What is needed:
When the line containing "Please let me" is reached, begin reproducing lines exactly and continue through the last line of the records below.

Source data:
——
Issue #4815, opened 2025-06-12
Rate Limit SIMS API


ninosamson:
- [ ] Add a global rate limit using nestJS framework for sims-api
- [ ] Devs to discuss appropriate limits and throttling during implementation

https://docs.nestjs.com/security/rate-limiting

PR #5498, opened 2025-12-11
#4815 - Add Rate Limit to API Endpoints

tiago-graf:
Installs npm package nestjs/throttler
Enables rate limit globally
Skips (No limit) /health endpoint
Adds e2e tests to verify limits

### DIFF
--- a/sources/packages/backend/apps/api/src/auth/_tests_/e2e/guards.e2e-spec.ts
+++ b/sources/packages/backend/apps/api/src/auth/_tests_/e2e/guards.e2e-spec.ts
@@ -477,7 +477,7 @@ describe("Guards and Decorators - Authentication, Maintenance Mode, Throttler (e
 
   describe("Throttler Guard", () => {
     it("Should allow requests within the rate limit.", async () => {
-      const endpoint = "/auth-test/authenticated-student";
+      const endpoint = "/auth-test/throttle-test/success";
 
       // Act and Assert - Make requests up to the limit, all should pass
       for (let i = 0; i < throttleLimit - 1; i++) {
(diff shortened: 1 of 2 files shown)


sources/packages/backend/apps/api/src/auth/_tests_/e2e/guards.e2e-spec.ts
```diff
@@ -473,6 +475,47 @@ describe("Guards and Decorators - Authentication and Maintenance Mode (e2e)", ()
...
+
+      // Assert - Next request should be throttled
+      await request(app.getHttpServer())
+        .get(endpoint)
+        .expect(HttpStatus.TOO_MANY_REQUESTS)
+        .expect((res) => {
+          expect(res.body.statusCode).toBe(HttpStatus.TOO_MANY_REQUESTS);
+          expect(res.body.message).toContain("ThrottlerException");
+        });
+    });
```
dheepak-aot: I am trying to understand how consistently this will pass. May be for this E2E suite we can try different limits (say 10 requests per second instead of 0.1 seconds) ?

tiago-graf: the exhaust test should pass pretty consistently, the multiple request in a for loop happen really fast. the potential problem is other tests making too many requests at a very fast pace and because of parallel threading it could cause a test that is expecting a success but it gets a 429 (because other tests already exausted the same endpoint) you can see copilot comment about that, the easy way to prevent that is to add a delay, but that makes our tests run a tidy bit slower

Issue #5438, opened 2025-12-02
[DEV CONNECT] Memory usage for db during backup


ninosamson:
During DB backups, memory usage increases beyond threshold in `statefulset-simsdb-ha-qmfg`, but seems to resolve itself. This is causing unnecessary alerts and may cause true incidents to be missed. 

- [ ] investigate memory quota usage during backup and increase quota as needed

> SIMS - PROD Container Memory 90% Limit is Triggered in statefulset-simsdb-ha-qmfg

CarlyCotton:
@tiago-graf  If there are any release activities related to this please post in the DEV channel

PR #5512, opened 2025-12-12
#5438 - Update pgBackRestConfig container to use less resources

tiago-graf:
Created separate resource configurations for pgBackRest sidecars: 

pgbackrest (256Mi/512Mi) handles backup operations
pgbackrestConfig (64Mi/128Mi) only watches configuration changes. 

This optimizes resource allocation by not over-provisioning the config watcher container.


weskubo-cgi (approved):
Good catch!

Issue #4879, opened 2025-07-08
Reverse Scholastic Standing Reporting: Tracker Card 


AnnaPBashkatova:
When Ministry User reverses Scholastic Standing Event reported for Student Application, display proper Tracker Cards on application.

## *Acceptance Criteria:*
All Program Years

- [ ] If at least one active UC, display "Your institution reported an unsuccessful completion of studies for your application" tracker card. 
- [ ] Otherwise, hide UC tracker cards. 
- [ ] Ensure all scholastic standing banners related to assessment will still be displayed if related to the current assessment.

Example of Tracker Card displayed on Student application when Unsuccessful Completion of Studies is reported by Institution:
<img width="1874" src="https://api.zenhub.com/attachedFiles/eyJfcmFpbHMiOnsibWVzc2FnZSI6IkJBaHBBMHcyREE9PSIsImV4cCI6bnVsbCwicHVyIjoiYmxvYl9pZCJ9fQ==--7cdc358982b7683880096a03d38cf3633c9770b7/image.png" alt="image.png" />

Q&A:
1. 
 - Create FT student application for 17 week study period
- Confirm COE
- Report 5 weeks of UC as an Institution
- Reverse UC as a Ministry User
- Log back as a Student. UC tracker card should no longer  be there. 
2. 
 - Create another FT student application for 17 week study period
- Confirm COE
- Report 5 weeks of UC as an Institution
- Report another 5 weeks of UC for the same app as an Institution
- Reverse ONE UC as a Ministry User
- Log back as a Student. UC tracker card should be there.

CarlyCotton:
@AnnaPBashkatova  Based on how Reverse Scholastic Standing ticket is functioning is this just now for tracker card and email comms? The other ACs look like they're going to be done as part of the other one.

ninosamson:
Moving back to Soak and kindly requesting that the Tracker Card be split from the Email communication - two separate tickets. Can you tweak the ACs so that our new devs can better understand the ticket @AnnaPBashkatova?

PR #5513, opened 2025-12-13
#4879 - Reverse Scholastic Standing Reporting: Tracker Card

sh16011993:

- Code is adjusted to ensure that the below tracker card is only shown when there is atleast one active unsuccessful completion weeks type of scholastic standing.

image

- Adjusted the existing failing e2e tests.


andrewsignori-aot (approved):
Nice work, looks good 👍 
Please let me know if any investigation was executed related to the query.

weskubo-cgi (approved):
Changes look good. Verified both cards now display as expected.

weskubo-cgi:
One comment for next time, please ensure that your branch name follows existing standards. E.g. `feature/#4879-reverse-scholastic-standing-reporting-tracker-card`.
——
Result of the task:
Please let me know if any investigation was executed related to the query.

weskubo-cgi (approved):
Changes look good. Verified both cards now display as expected.

weskubo-cgi:
One comment for next time, please ensure that your branch name follows existing standards. E.g. `feature/#4879-reverse-scholastic-standing-reporting-tracker-card`.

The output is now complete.